If you did something wrong, Dad really didn’t have to bawl you out. He had ways of making you punish yourself. I remember one spring when I was home. I was a young man and I planted all the grain with the four-horse drill and all the corn with the two-horse planter. All the time I was doing this I had a young colt that I was breaking, and Dad had continually cautioned me to be very careful and not leave him unless I had to. And so the spring went on and everything went very nicely. I planted all the grain; planted all the corn and, somewhat later, had this colt and his mother on a two-row cultivator. I stopped them in the yard and left them and they took off and ran into the wild grove….and Dad came home and I heard him ask somebody, “Did he leave them?” and someone said, “Yes, I guess he did.” Dad didn’t say anything: he knew I was punishing myself very severely.

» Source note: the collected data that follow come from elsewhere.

PR #739, opened 2026-08-04
ateom-gvisor: measure the sandbox cgroup for GetWorkloadStats

### LINKED ISSUE #594: Phase 0: StatsWorkload RPC on ateom (proto, both runtime reads, identity retention)

baizhenyu:
Second of the three PRs for Phase 0 of #550. #667 has merged, so this is now rebased onto `main` and stands alone as a single commit.

Fills in the measurement half of `GetWorkloadStats` for the gVisor runtime, so it returns real numbers instead of `Unimplemented`. The micro-VM runtime keeps its stub until the guest-agent read lands in PR 3, which closes #594.

## Where the numbers come from

`/sys/fs/cgroup/pause`, the sandbox's cgroup v2 leaf.

gVisor runs every container of a sandbox inside one host process — the sentry — and runsc places that process in the cgroup of the container that created the sandbox. That is `pause`, the first container `RunWorkload` and `RestoreWorkload` create. The actor's own containers get leaves too, but their memory and CPU are the sentry's and are charged there instead. This is why a sample is attributed to the actor and not to a container, as the proto already says.

The path follows the `"/" + containerName` convention `runsc.ensureContainerCgroupsPath` writes into the OCI spec, resolved against the pod's own cgroup scope that `setupCgroupDelegation` prepares (the worker runs in a private cgroup namespace, so `/sys/fs/cgroup` is the pod's cgroup, not the host root).

## The read

New `cmd/ateom-gvisor/internal/cgroupstats`. It takes the cgroup directory as an argument rather than reaching for an absolute path, so the parsing is testable from a fixture tree without root or a live sandbox — and it carries no build tag, so unlike the rest of `cmd/ateom-gvisor` those tests run on every platform.

It fails only when `memory.current` is missing or unparseable, wrapping `fs.ErrNotExist` in the first case so the handler can tell "no cgroup to measure" from "the format is not what we parse".

Every other file degrades to zero on its own field, because each has a legitimate reason to be absent on a healthy node: `memory.peak` predates kernel 5.19, and `setupCgroupDelegation` enables controllers best-effort, so a cgroup with `memory` but no `cpu` is reachable. Reporting no memory numbers because the node could not report CPU seemed like the wrong trade — pushback welcome if you'd rather it be all-or-nothing.

Working set is `memory.current − memory.stat:inactive_file`, saturating at zero rather than wrapping. The two files are read a moment apart and are not a consistent snapshot, so `inactive_file` can legitimately exceed the `memory.current` read just before it; on `uint64` the naive subtraction gives ~1.8e19 instead of ~0.

## Proto: the epoch caveat (added after review)

The measurement block gains a note it was missing. It already said `cpu_usage_usec` is per-epoch; `memory_peak_bytes` accumulates the same way and said nothing, so a caller reading it as a lifetime peak would silently under-report after every restore — this source recreates the sandbox cgroup, and `memory.peak` restarts with it.

The note is phrased per source rather than as one rule, because the two sources do not agree. `STATS_SOURCE_GUEST_AGENT` reads counters the guest kernel keeps in its own RAM, and `restoreFullScope` brings those back from the memory snapshot, so an epoch there does not end where it ends here.

It also drops the old suggestion that watching for a decrease is enough to spot a boundary. An epoch can begin *above* the value last reported — `DATA_ON_GOLDEN` resumes the template's golden guest — and then no decrease ever appears.

Comment-only, plus the regenerated `ateom.pb.go`.

## Status codes

This is the first user of the `NOT_FOUND` / `FAILED_PRECONDITION` split #667 documented, and the split is by what the caller has to do about it.

**`NOT_FOUND`** — the ateom is not executing the requested actor: it is available, or it was recycled onto a different one. Retrying on the same timer will never change that; the caller's worker-to-actor mapping wants re-resolving.

**`FAILED_PRECONDITION`** — the requested actor *is* the one here, but there is nothing to read yet. Since #667 the attribution is retained from the moment the ateom accepts the actor, so a poll landing in the boot arrives before runsc has created the leaf. Transient: skip the sample and take the next one.

**`Internal`** — the cgroup is there and does not parse. Not a routine race, so it must not be reported as one.

The post-read pointer recheck returns `NOT_FOUND` for the same reason the first two do: it catches exactly the state a retry would land on, and one condition should not report two different codes depending on where in the handler it was noticed.

## Locking

`AteomService.activeActor` becomes an `atomic.Pointer`. The three lifecycle RPCs still hold `AteomService.lock` for their whole bodies and keep doing so — the change is for the reader.

`lock` is not what would make the read slow; it is the only thing that would make a plain field read *legal* while a writer is running. And it is held across entire boots, restores, and checkpoints (including the readiness wait), so "take the lock to read one pointer" becomes "wait out the boot", with pollers piling up behind it. `atomic.Pointer` makes the read safe on its own, so the reader never queues. The field is only ever assigned or cleared as a whole pointer, never mutated in place, which is what the type is for.

The type makes a lock-free read *possible*; it does not make one happen. `TestGetWorkloadStatsDoesNotTakeLock` pins it: it holds `s.lock` across the call, so a handler that ever reaches for the lock deadlocks.

The handler reloads the pointer after the read and compares identity, so a checkpoint plus a fresh run completing underneath the read is reported rather than misattributed to the wrong actor.

## Deliberately not here: panic recovery

grpc-go serves each RPC on its own goroutine and does not recover handler panics, and the Go runtime kills the process on an unrecovered panic in any goroutine. `grep -rn "recover()"` finds nothing in our non-test code, so today a nil dereference in any handler ends every other RPC the ateom is serving — including an in-flight checkpoint.

An earlier revision of this PR fixed that for the two ateoms. I have pulled it back out. The gap predates this change and is not made reachable by it: nothing calls `GetWorkloadStats` yet, and neither the handler (which nil-checks before every dereference) nor the parser (which length-checks before indexing) has a panic path. It deserves its own PR covering every server rather than the two ateoms a telemetry change happens to touch, and the real constraint is that it lands before the phase that adds a caller polling on a timer — not before this one.

## Follow-up worth filing separately

The readiness wait is held under `s.lock` in all four boot paths (`main.go:364`, `:639`, and the micro-VM equivalents). It is not a runsc subcommand, so it sits outside what the lock's own comment claims to protect, and it is the longest hold in the file. Shrinking it changes lifecycle behavior, so it does not belong in a telemetry PR — but it is the highest-leverage locking fix here.

## Testing

- `cgroupstats`: nine-case table over fixture trees — all files present, missing `memory.peak`, missing `cpu.stat`, missing `memory.stat`, `memory.stat` without `inactive_file`, `inactive_file` above `memory.current`, all-zero, malformed/blank/over-long lines, unparseable optional files — plus missing-cgroup and malformed-`memory.current` cases that pin which one matches `fs.ErrNotExist`.
- `GetWorkloadStats`: happy path against a fixture cgroup root, a five-case error table (empty `actor_uid` → `InvalidArgument`; available and UID mismatch → `NotFound`; vanished cgroup → `FailedPrecondition`; malformed cgroup → `Internal`), and the no-lock regression test.
- All nine local verifiers pass, `shellcheck.sh` and `proto-fmt.sh` included. No shell scripts changed.

The `cmd/ateom-gvisor` handler tests are `//go:build linux`, and they were run rather than only compile-checked: `go test ./...` is green for the whole repo inside a `golang:1.26.3` container (linux/arm64), and the `GetWorkloadStats` tests pass under `-race`.

`cgroupstats.Read` was also pointed at that container's live cgroup v2 tree as a one-off check that the parser agrees with a real kernel and not just with its own fixtures: all four files present, and the working set matching `memory.current` less `inactive_file`.

The one thing a container cannot cover — that the sentry lands in `/sys/fs/cgroup/pause` — was measured on a live worker. The path is derived from `ensureContainerCgroupsPath`, but the placement is a runsc behavior, so it needed a real node. This branch's own build was deployed to a GKE cluster, an actor was run on it from the counter ActorTemplate, and the worker's processes were read through an ephemeral container sharing the ateom's PID namespace:

```
1    ateom-gvisor                                    0::/…-<sandbox>.scope/ateom
28   runsc-sandbox … boot … pause                    0::/…-<sandbox>.scope/pause
27   runsc-gofer  --bundle=…/bundles/pause           0::/…-<sandbox>.scope/pause
119  runsc-gofer  --bundle=…/bundles/counter         0::/…-<sandbox>.scope/pause
```

Both halves of the assumption hold. The sentry is in the `pause` leaf, and the gofer for the *counter* container is in that same leaf rather than one of its own — which is the one-cgroup-per-sandbox property the handler relies on to report a whole actor from a single read. `setupCgroupDelegation`'s private namespace is visible too: ateom's own processes sit in the sibling `ateom` leaf, so the sandbox's usage is not mixed with the ateom's.

The kubelet's cadvisor endpoint reads the same leaf independently, and reports the four values this PR parses: `memory.current` 39,854,080, peak 41,914,368, working set 38,596,608, cpu 0.238517 s. The working set is consistent with the parser's definition — 39,854,080 less 38,596,608 leaves 1,257,472 of `inactive_file`.

Not covered: `GetWorkloadStats` answering over the wire. The ateom serves its control API on a unix socket inside a distroless image, so a live RPC needs a client mounted alongside it — which is the phase that adds the caller, not this one.

### DIFF
--- a/cmd/ateom-gvisor/stats.go
+++ b/cmd/ateom-gvisor/stats.go
@@ -1,0 +1,164 @@
+//go:build linux
+
+// Copyright 2026 Google LLC
+//
+// Licensed under the Apache License, Version 2.0 (the "License");
+// you may not use this file except in compliance with the License.
+// You may obtain a copy of the License at
+//
+//     http://www.apache.org/licenses/LICENSE-2.0
+//
+// Unless required by applicable law or agreed to in writing, software
+// distributed under the License is distributed on an "AS IS" BASIS,
+// WITHOUT WARRANTIES OR CONDITIONS OF ANY KIND, either express or implied.
+// See the License for the specific language governing permissions and
+// limitations under the License.
+
+package main
+
+import (
+	"context"
+	"errors"
+	"io/fs"
+	"path/filepath"
+	"time"
+
+	"google.golang.org/grpc/codes"
+	"google.golang.org/grpc/status"
+
+	"github.com/agent-substrate/substrate/cmd/ateom-gvisor/internal/cgroupstats"
+	"github.com/agent-substrate/substrate/internal/proto/ateompb"
+)
+
+// defaultCgroupRoot is the worker pod's own cgroup scope. The worker runs in a
+// private cgroup namespace, so this path is the pod's cgroup rather than the
+// host root, and runsc's per-container leaves are its direct children (see
+// setupCgroupDelegation).
+const defaultCgroupRoot = "/sys/fs/cgroup"
+
+// sandboxCgroupContainer is the container whose cgroup leaf accounts for the
+// sandbox as a whole.
+//
+// gVisor runs every container of a sandbox as threads inside one host process,
+// the sentry. runsc starts that process from the root container's create and
+// from inside that container's cgroup — container.createRoot wraps the sandbox
+// and gofer spawn in cgroup.RunInCgroup — so the sentry lands in the leaf of
+// "pause", the first container RunWorkload and RestoreWorkload create.
+//
+// The leaf is a direct child of the delegated scope rather than of ateom's own
+// cgroup, because runsc resolves cgroupsPath against the parent of the cgroup
+// it is running in: cgroup v2 forbids a cgroup from holding processes and
+// delegating controllers to children at once, so runsc walks up one level to
+// find a directory it is allowed to create in. setupCgroupDelegation moves
+// ateom into /sys/fs/cgroup/ateom precisely so that one level up is the
+// delegated scope.
+//
+// The actor's own containers get leaves too, since cmdCreate calls
+// ensureContainerCgroupsPath for each of them, but those leaves stay empty by
+// design. gVisor's setupCgroupForSubcontainer creates them with empty resources
+// and explains why: "Since subcontainers run exclusively inside the sandbox,
+// subcontainer cgroups on the host have no effect on them. However, some tools
+// (e.g. cAdvisor) uses cgroups paths to discover new containers and report
+// stats for them." They are discovery markers, not accounting.
+//
+// So the actor's memory and CPU are the sentry's and are charged here. That is
+// why a sample is attributed to the actor rather than to a container, and why
+// this reads one leaf instead of summing them — the others have nothing in them
+// to sum.
+//
+// What the leaf holds besides the actor's own work: the sentry's own overhead
+// (its Go heap, page tables, netstack) and the gofers. Process listings taken
+// on a live node in #161 put runsc-sandbox and both gofers — the pause
+// container's and the actor container's — in the "pause" cgroup. Those runs
+// predate #496, so they establish the leaf name and the fact that everything
+// lands in one leaf, not the absolute path, which #496's delegation moved under
+// the pod scope.
+//
+// So this measures the sandbox, not the actor's processes in isolation, which
+// is what the proto means by "the unit of measurement is the SANDBOX". Sizing
+// and chargeback want that number, since the sentry's overhead is a cost the
+// node pays for running this actor, but it is not comparable to a container
+// figure from a runc-based runtime, and a mostly idle actor reads as a nonzero
+// floor. Splitting the actor's share out would need the sentry's own
+// accounting, which the proto already says is not reported here.
+//
+// The name has to agree with the cgroupsPath convention in
+// runsc.ensureContainerCgroupsPath, which is "/" + containerName relative to
+// the same scope.
+const sandboxCgroupContainer = "pause"
+
+// GetWorkloadStats implements ateompb.Ateom/GetWorkloadStats.
+//
+// Unlike the three lifecycle RPCs this does not take s.lock, and must not start:
+// it is polled on a timer for the whole life of a workload, while lock is held
+// across entire boots and checkpoints. Blocking on it would park every poll
+// behind a multi-second runsc call, and — worse in the other direction — holding
+// it across the cgroup read would put a CheckpointWorkload behind telemetry.
+// The attribution is read from an atomic instead, and the cgroup files are read
+// with no lock held at all.
+func (s *AteomService) GetWorkloadStats(ctx context.Context, req *ateompb.GetWorkloadStatsRequest) (*ateompb.GetWorkloadStatsResponse, error) {
+	if req.GetActorUid() == "" {
+		return nil, status.Error(codes.InvalidArgument, "actor_uid is required")
+	}
+
+	// Both of these are NOT_FOUND rather than FAILED_PRECONDITION: they tell the
+	// caller the requested actor is not here, which no amount of retrying on the
+	// same timer will change. Its worker-to-actor mapping wants re-resolving.
+	active := s.activeActor.Load()
+	if active == nil {
+		return nil, status.Errorf(codes.NotFound, "ateom is available; it is not executing actor %q", req.GetActorUid())
+	}
+	if active.UID != req.GetActorUid() {
+		return nil, status.Errorf(codes.NotFound, "ateom is executing actor %q, not the requested %q", active.UID, req.GetActorUid())
+	}
+
+	observedAt := time.Now()
+	sample, err := cgroupstats.Read(filepath.Join(s.cgroupRoot, sandboxCgroupContainer))
+	if err != nil {
+		// The requested actor is the active one but its cgroup is not there. Most
+		// often that is a poll landing in the boot: the ateom retains the
+		// attribution from the moment it accepts the actor, before runsc has
+		// created the leaf. The other way in is a sandbox that went away between
+		// the check above and the read, which the next CheckpointWorkload turns
+		// into the NOT_FOUND above. Either way it is "no numbers right now" and the
+		// caller should take the next sample, so FAILED_PRECONDITION. Anything else
+		// is a real read failure.
+		if errors.Is(err, fs.ErrNotExist) {
+			return nil, status.Error(codes.FailedPrecondition, "no sandbox cgroup to measure yet")
+		}
+		return nil, status.Errorf(codes.Internal, "reading sandbox cgroup: %v", err)
+	}
+
+	// Re-check that the same workload is still the active one. The read above
+	// holds no lock, so a checkpoint plus a fresh run can complete underneath it,
+	// and the numbers would then belong to an actor other than the one being
+	// reported. Pointer identity is enough: activeActor is stored as a new
+	// pointer on every Run and Restore and never mutated in place, so an
+	// unchanged pointer means no transition happened across the read.
+	//
+	// NOT_FOUND, like the two checks above and for the same reason: the requested
+	// actor is no longer the one here, so a retry lands on one of them and gets
+	// that answer anyway. The same state should not report two different codes
+	// depending on where in the handler it was noticed.
+	if s.activeActor.Load() != active {
+		return nil, status.Errorf(codes.NotFound, "ateom stopped executing actor %q while the sample was being taken", req.GetActorUid())
+	}
+
+	return &ateompb.GetWorkloadStatsResponse{
+		Atespace:               active.Ref.Atespace,
+		ActorName:              active.Ref.Name,
+		ActorUid:               active.UID,
+		ActorTemplateNamespace: active.TemplateNamespace,
+		ActorTemplateName:      active.TemplateName,
+
+		SandboxClass: ateompb.SandboxClass_SANDBOX_CLASS_GVISOR,
+		Source:       ateompb.StatsSource_STATS_SOURCE_CGROUP,
+
+		MemoryCurrentBytes:    sample.MemoryCurrentBytes,
+		MemoryPeakBytes:       sample.MemoryPeakBytes,
+		MemoryWorkingSetBytes: sample.MemoryWorkingSetBytes,
+		CpuUsageUsec:          sample.CPUUsageUsec,
+
+		ObservedAtUnixNano: observedAt.UnixNano(),
+	}, nil
+}
--- a/internal/proto/ateompb/ateom.proto
+++ b/internal/proto/ateompb/ateom.proto
@@ -300,12 +300,28 @@ message GetWorkloadStatsResponse {
 
   // Measurements. All four are zero when source is STATS_SOURCE_UNSPECIFIED,
   // which means "not measured" rather than "measured as zero".
+  //
+  // Two of them accumulate -- memory_peak_bytes and cpu_usage_usec -- and both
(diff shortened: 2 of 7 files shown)


internal/proto/ateompb/ateom.proto
```diff
@@ -301,7 +301,13 @@ message GetWorkloadStatsResponse {
   // Measurements. All four are zero when source is STATS_SOURCE_UNSPECIFIED,
   // which means "not measured" rather than "measured as zero".
   uint64 memory_current_bytes = 8;
+  // High-water mark of memory_current_bytes. Also zero when the runtime cannot
+  // report a peak at all: the cgroup source reads memory.peak, which only
+  // exists on Linux 5.19 and later.
   uint64 memory_peak_bytes = 9;
```
git286, line 319: memory_peak_bytes is per-epoch too and might worth calling it out here. A restore recreates the sandbox, so the pause cgroup is new and memory.peak restarts at zero: a caller computing "peak memory over the actor's lifetime" silently under-reports after every restore.

cmd/ateom-gvisor/stats.go
```diff
@@ -0,0 +1,164 @@
...
+	active := s.activeActor.Load()
+	if active == nil {
+		return nil, status.Errorf(codes.NotFound, "ateom is available; it is not executing actor %q", req.GetActorUid())
+	}
+	if active.UID != req.GetActorUid() {
+		return nil, status.Errorf(codes.NotFound, "ateom is executing actor %q, not the requested %q", active.UID, req.GetActorUid())
+	}
+
+	observedAt := time.Now()
+	sample, err := cgroupstats.Read(filepath.Join(s.cgroupRoot, sandboxCgroupContainer))
```
git286, line 116: AI findings:

Nothing here distinguishes "the leaf exists and is the sandbox" from "the leaf exists and is one of the empty discovery markers setupCgroupForSubcontainer creates." 

Consider reading cgroup.procs from the same dir and logging when the leaf you just measured holds no processes: not an error, since a checkpoint window can legitimately empty it, but it turns a silent misattribution into logs.

internal/proto/ateompb/ateom.proto
baizhenyu: Agreed, and done — but the fix is not quite the same sentence as `cpu_usage_usec` had, because that sentence turned out to be too strong.

You are right for this source. `runsc delete` destroys the cgroup it created, so a restore gets a new `pause` leaf and `memory.peak` restarts at zero.

The guest agent source does not behave that way. `restoreFullScope` relaunches cloud-hypervisor with `--restore` and resumes, and guest RAM comes back from the memory snapshot. The counters live in the guest kernel's own memory, so a restored guest brings them back rather than restarting them. `DATA_ON_GOLDEN` is stranger still: it resumes the *template's* golden guest, so an actor's first sample can start at whatever the golden had accumulated when it was snapshotted.

So the note is now written per source instead of as one rule, and it sits above the measurement block since it covers both cumulative fields:

> Two of them accumulate — `memory_peak_bytes` and `cpu_usage_usec` — and both are scoped to the current EPOCH rather than to the actor's lifetime. An epoch begins wherever the accounting behind the sample begins, which is not the same event for every source: `STATS_SOURCE_CGROUP` reads a sandbox cgroup that a restore recreates, so both restart at zero there, while `STATS_SOURCE_GUEST_AGENT` reads counters the guest kernel keeps in its own RAM, which a restored guest brings back with it. A caller that wants a lifetime figure has to accumulate one itself, and must read a decrease as a new epoch rather than emit a negative delta — but not the converse. An epoch can also begin at a value above the last one reported, so no comparison of consecutive samples detects every boundary.

The last clause is the part your comment made me check. The old wording told callers to watch for a decrease, which is sound advice here but not sufficient in general — `DATA_ON_GOLDEN` can begin an epoch *above* the last value reported, and then no decrease ever appears. `cpu_usage_usec` is now just "cumulative CPU time within the current epoch" and the shared paragraph carries the rest.

I have left the guest-agent specifics (which scope resumes and which cold-boots) out of this PR, since nothing implements that source yet. They belong with the micro-VM change.

cmd/ateom-gvisor/stats.go
baizhenyu: I do not think this one holds, and I would rather not add the read — but say the word and I will add it.

The handler does not discover a leaf. It reads one fixed path, `filepath.Join(s.cgroupRoot, sandboxCgroupContainer)`, where `sandboxCgroupContainer` is the constant `"pause"` — the root container, the one `RunWorkload` and `RestoreWorkload` create first. The empty discovery markers `setupCgroupForSubcontainer` creates are the *subcontainer* leaves (`/counter` and friends), and this never reads them. That is the distinction the constant's doc comment is drawing a few lines up:

> The actor's own containers get leaves too … but those leaves stay empty by design. gVisor's `setupCgroupForSubcontainer` creates them with empty resources … They are discovery markers, not accounting.

There is now a live measurement behind that. On a GKE worker running this branch's own build, an ephemeral container sharing the ateom's PID namespace put the sentry and both gofers in the same leaf:

```
1    ateom-gvisor                            0::/…-<sandbox>.scope/ateom
28   runsc-sandbox … boot … pause            0::/…-<sandbox>.scope/pause
27   runsc-gofer --bundle=…/bundles/pause    0::/…-<sandbox>.scope/pause
119  runsc-gofer --bundle=…/bundles/counter  0::/…-<sandbox>.scope/pause
```

The kubelet's cadvisor endpoint reads that same leaf and reports 39,854,080 B and 0.238517 s against it. It is the sandbox, and it is not empty.

On the narrower suggestion — log when the measured leaf holds no processes — the case that would actually hurt us is a leaf that lingers after teardown, and a `cgroup.procs` check does not catch it. A stale leaf keeps its `cpu.stat` and `memory.peak` from the previous epoch, and once the next sandbox starts, `cgroup.procs` refills with the new sentry. The check would read "healthy" at exactly the moment the numbers are inherited. That is the sandbox-cgroup-reuse problem, and it wants a fresh cgroup per activation rather than a log line.

The remaining case is a genuinely empty leaf mid-checkpoint. That reports near-zero against an idle sandbox's ~40 MB floor, so it is visible in the sample rather than silent, and the next poll gets `FAILED_PRECONDITION` once `runsc delete` has removed the directory.

git286 (approved):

Even from the time I was a very small boy, I had a feeling that I wanted to do the things that would make Dad proud of me. This feeling never left me. Even when I was a grown-up, everything I did I thought of in terms of how Dad would perceive this action. After I went in the Marine Corps I often had misgivings about how Dad would consider the fact that he had a son who was a professional fighting man because I knew how he felt about the defense of the country…he was a frontiersman, and he had the old gun over the door. I think his philosophy was that if they come to my farm I’ll take down the old gun and that will be it. But I had some misgivings about how he would perceive my choice of an occupation. And before I went overseas during World War I, he and I, we’re walking in the fields. And I had finished weeks and weeks of instruction on machine guns and of course I was already a very expert gunner. In fact, I was one of the few people in the Marine Corps who could lift the trigger of a machine gun so lightly that I could get off only one shot. Anyway, Dad and I, we’re looking over his fields and there was a long, smooth, even slope that had been planted to wheat, and this was in late June when the wheat was headed out and it was beautiful. And he said, “Look, look at that.” And I said, “Oh yes, what a great place to lay machine guns.” And he looked at me and he didn’t say anything, but I knew that he thought “Well, this guy is way out. Instead of seeing the food that’s being raised, he’s looking at this ground as a place where he could lay machine guns and kill a lot of the enemy.”

Well, when I came back from the war of course Dad was very proud and I remember he spent one whole day taking me around, meeting his friends and I felt pretty good about it.